Oh ****,,,your right bro. See i am getting old,,,damnt.
I havdnt been over to Cannetics in along time. Thats how MC got started was from there right?


----------



## orangesunshine (Mar 15, 2016)

not sure how cannetics got started---little too "exclusive" for my comfort level---marijuana culture got started by odd---it is my understanding he started it to secure all the info from here in a place that would remain free to all members when MarP put this place up for sale---there was no guarantee this place would remain free of pop up advertising and free to members on its sale and that is what enticed odd to copy and paste much of the stuff from here to there---with MarP blessing of course


----------



## Grower13 (Mar 15, 2016)

orangesunshine said:


> think you may be confusing cannetics with marijuana culture---i pop into culture from time to time---just left there---it's up and running just fine---last i heard odd is on a sabbatical---seems 4u and cubby are running the show---no idea what the haps are with cannetics or canazon---not a place i frequent


 

I agree


----------



## WeedHopper (Mar 15, 2016)

Yesser me thinks your right. I dont know why i thought cannetics got started from MP. Im old and confussed. Lol


----------



## orangesunshine (Mar 15, 2016)

weedhopper said:


> yesser me thinks your right. I dont know why i thought cannetics got started from mp. Im old and confussed. Lol




:48:


----------



## WeedHopper (Mar 15, 2016)

By the way, ,,good to see ya Bro.


----------



## Rosebud (Mar 15, 2016)

Seems like a good time to tell Techadmin that we appreciate the no advertising... it never happened..  He said he wouldn't and he didn't.  thankful.


----------



## kaotik (Mar 15, 2016)

it was a good little site. allowed us to trade and gift seeds; the only site i frequented that allowed it (most do it behind closed doors. this was open and even had ebay-like trade ratings system)
-heck i got to try satori, got gifted apollo 11 (that i kept for years) and recently got apollo 13 bx back (after simply asking if anyone knew the cheapest place -as they went up 3X from when i first bought them- someone offered them freely)


had some great folks, many i see elsewhere, some i fear i've lost contact with for good.  totally had the stoner spirit of sharing. i saw so much offered there freely.

it had a lot of potential, and was a great site for a while.. but the owner lost interest and the site slid to decline.
had a few members try to take over and a little recent revival.. but that fell through, and then it went "down for maintenance"  ..i hope it is just maintenance, but feel it isn't


----------



## orangesunshine (Mar 15, 2016)

Thanks tech admin

Good to see you wh and kao in the house


----------



## Rosebud (Mar 15, 2016)

Good to see your little orange self here too.. good to see all ya all.


----------



## Locked (Mar 15, 2016)

Rosebud said:


> Seems like a good time to tell Techadmin that we appreciate the no advertising... it never happened..  He said he wouldn't and he didn't.  thankful.



True that.
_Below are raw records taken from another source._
PR #7830, opened 2022-05-27
Support custom values for added funds host fee percent

znarf:
API: https://github.com/opencollective/opencollective-api/pull/7590

### DIFF
--- a/components/host-dashboard/AddFundsModal.js
+++ b/components/host-dashboard/AddFundsModal.js
@@ -300,11 +300,6 @@ const AddFundsModal = ({ host, collective, ...props }) => {
     return null;
   }
 
-  // No modal if loading (otherwise we'll compute the wrong hostFeePercent)
-  if (loading) {
-    return null;
-  }
-
   // From the Collective page we pass host and collective as API v1 objects
   // From the Host dashboard we pass host and collective as API v2 objects
   const canAddHostFee = host.plan?.hostFees && collective.id !== host.id;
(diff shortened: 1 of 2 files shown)


SudharakaP:
@znarf : I think there's a regression with `enableReinitialize` which is the bug; https://github.com/opencollective/opencollective/issues/5642.

components/host-dashboard/AddFundsModal.js
```diff
@@ -324,6 +326,7 @@ const AddFundsModal = ({ host, collective, ...props }) => {
       <CollectiveModalHeader collective={collective} onClick={handleClose} />
       <Formik
         initialValues={getInitialValues({ hostFeePercent: defaultHostFeePercent, account: collective })}
+        enableReinitialize={true}
```
SudharakaP, line 329: I am not quite understanding why we need the `enableReinitialize` here? 

To my understanding this will re-initialize the form once the user adds the funds preventing the next step (adding platform tip) from completing since the re-initialization will invalidate the form (the required fields; `amount`, `description` will be empty). Also we don't allow the user to add platform tips if there's a host fee; but this will make the `hostFee=0` and thus will always show the platform tip section in the second step. 🤔

Betree: @SudharakaP The default `hostFeePercent` might change after the second fetch gets completed, `enableReinitialize` provided an easy way to update the modal in this situation. Is there an easy way to update the step change so that we could keep relying on it?

SudharakaP: Proposed a fix at, https://github.com/opencollective/opencollective-frontend/pull/7898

How long has it been and still those that were wrong refuse to acknowledge it? 


From what I hear from other sites, Cannetics is done.  I will forever be grateful to Mr C for welcoming us MPers in when our site went down. That being said I was around there enough to see that it was turning into the type of site I loathe.


----------



## WeedHopper (Mar 16, 2016)

Good reading Little Brother.


----------



## morghiuna01 (Mar 30, 2016)

May be they are now offline.


----------



## kaotik (Mar 30, 2016)

morghiuna01 said:


> May be they are now offline.



wish they'd be
hate the limbo crap.. still "under maintenance"
i think most of us know/assume it's gone.. like them to say for sure though, one way or the other.

either way; site's done. no way it'll get traffic back now. what a shame/what a waste.


----------



## morghiuna01 (Mar 30, 2016)

kaotik said:


> wish they'd be
> hate the limbo crap.. still "under maintenance"
> i think most of us know/assume it's gone.. like them to say for sure though, one way or the other.
> 
> either way; site's done. no way it'll get traffic back now. what a shame/what a waste.



I am also think about it. They will back very soon. But do you know any exact information why they going "Under Maintenance" ?


----------



## Budlight (Sep 13, 2016)

WeedHopper said:


> Yesser me thinks your right. I dont know why i thought cannetics got started from MP. Im old and confussed. Lol



cannetics started from the old pot pimp site when it shutdown because the owner ripped everyone off so we all just transferred over to cannetics


----------